The full CI tests can be run via pytest
or tox
. This will take a while because it regenerates all of the outputs and then runs relatively quick tests on those outputs.
pytest test/integration/rmi_out_test.py
OR
tox
If you have recently processed output cached in the output directory
(pudl_rmi.OUTPUTS_DIR
) and just want to test the consistency of the outputs,
there is a quick test to run. This test checks whether the processing of the
data has or has not introduced errors. There are known errors being stored in
the input directory (pudl_rmi.INPUTS_DIR
). We expect most of these error exist
because of missing connections between datasets.
Only run these tests if you know your cached outputs are up to date and consistent with each other.

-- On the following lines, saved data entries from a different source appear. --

Issue #1718, opened 2020-04-20
License headers 


lreuven:
We need to add headers for all source code files. If it isn't a source code file, no need.

```
/*
 * Copyright Elasticsearch B.V. and other contributors where applicable.
 * Licensed under the BSD 2-Clause License; you may not use this file except in
 * compliance with the BSD 2-Clause License.
 */
```

Update: Changed license header to one (agreed upon with legal) and for the BSD-2-Clause license this repo is using.

PR #1748, opened 2020-05-13
chore: rule to enforce license header on source

vigneshshanmugam:
+ fix elastic/apm-agent-nodejs#1718 
+ Uses `eslint` to enforce the standard style as we cannot extend rules with standard. 
+ Project specific rules are applied with `--rulesdir` option when on lint runs. 

- [x] Implement code
- [ ] Add tests
- [ ] Update documentation

### DIFF
--- a/.eslintrc.js
+++ b/.eslintrc.js
@@ -1,0 +1,15 @@
+module.exports = {
+  env: {
+    node: true,
+    es6: true
+  },
+  extends: [
+    'standard'
+  ],
+  parserOptions: {
+    ecmaVersion: 2018
+  },
+  rules: {
+    'require-license-header': 2
+  }
+}
--- a/test/script/run_tests.sh
+++ b/test/script/run_tests.sh
@@ -38,7 +38,7 @@ setup_env () {
 }
 
 run_test_suite () {
-  standard
+  eslint .
   npm run test:deps
   npm run lint:commit
   
--- a/dev-utils/eslint-rules/require-license-header.js
+++ b/dev-utils/eslint-rules/require-license-header.js
@@ -1,0 +1,104 @@
+/*
+ * Licensed to Elasticsearch B.V. under one or more contributor
+ * license agreements. See the NOTICE file distributed with
+ * this work for additional information regarding copyright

pytest test/integration/rmi_out_test.py::test_consistency_of_data_stages
Below is a visual overview of the main processes in this repo:
Each of the outputs shown above have a dedicated module:
- EIA Master Unit List:
make_plant_parts_eia.py
- EIA & Depreciation Connected:
connect_deprish_to_eia.py
- EIA & FERC Connected:
connect_ferc1_to_eia.py
- Connected Depreciation & FERC:
connect_ferc1_to_eia.py